- [What needs to be done]:
Which of the lines below hold the word "zero"? Pull each of them out.

- - -

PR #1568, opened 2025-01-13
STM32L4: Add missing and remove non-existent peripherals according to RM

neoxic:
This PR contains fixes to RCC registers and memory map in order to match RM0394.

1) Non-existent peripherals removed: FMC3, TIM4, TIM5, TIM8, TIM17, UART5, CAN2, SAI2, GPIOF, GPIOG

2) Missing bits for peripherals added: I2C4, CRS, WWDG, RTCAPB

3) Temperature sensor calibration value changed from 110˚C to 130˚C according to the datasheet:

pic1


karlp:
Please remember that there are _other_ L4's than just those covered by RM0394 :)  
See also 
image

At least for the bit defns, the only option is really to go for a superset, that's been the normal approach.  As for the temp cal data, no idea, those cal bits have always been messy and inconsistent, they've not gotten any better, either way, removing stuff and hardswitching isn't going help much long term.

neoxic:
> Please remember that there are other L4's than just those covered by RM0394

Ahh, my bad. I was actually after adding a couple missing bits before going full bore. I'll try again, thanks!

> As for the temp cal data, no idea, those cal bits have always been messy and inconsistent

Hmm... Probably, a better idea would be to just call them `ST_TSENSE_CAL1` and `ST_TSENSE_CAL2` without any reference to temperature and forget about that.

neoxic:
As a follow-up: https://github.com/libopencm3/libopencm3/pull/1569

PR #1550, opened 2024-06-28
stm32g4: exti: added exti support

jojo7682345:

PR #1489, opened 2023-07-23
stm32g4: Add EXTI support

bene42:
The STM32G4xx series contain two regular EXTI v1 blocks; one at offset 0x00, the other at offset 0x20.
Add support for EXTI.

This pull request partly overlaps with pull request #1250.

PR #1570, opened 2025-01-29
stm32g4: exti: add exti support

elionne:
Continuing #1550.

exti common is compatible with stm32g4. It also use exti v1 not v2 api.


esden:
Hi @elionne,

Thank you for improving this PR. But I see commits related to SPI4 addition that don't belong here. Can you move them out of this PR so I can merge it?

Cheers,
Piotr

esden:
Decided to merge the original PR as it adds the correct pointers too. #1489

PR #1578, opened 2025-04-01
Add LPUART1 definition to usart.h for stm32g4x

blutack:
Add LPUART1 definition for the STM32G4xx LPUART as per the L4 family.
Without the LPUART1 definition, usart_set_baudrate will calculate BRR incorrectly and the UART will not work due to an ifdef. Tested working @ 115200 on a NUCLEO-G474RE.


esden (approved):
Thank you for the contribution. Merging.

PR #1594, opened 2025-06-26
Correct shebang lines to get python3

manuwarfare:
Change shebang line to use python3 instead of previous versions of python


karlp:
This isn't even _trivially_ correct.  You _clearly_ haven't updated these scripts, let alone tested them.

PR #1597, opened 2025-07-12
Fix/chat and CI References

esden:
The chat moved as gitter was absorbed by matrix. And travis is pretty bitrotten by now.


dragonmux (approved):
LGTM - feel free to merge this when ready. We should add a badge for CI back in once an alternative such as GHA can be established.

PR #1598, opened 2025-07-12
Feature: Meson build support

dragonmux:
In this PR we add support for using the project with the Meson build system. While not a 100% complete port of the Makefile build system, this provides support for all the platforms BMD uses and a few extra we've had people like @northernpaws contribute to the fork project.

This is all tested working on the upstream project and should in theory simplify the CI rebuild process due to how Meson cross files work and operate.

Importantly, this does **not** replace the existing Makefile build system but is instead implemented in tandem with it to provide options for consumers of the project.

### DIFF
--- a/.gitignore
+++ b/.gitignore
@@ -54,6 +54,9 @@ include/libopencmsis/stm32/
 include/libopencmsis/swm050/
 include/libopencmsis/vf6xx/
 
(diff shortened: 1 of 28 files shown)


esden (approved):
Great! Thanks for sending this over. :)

- - -

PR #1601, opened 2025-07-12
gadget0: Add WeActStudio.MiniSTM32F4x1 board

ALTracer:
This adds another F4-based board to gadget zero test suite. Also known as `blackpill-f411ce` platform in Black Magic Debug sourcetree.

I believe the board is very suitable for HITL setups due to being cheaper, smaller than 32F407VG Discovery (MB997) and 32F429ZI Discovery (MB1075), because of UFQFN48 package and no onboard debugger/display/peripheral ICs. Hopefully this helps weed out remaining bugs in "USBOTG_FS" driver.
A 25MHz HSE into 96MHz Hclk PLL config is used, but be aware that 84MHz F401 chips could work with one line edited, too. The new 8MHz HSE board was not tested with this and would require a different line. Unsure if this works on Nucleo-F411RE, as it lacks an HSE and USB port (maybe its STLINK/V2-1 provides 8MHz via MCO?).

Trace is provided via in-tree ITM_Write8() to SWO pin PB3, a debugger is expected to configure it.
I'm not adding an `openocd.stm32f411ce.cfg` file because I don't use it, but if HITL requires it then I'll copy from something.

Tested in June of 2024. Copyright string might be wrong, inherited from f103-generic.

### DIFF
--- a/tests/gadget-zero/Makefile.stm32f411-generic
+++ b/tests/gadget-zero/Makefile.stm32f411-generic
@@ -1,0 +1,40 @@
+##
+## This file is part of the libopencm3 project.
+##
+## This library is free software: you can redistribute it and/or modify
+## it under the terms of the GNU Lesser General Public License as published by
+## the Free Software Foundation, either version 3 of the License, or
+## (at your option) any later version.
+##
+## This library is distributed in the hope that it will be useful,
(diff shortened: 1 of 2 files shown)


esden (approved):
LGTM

- - -

- [Task response]:
This adds another F4-based board to gadget zero test suite. Also known as `blackpill-f411ce` platform in Black Magic Debug sourcetree.
--- a/tests/gadget-zero/Makefile.stm32f411-generic
+++ b/tests/gadget-zero/Makefile.stm32f411-generic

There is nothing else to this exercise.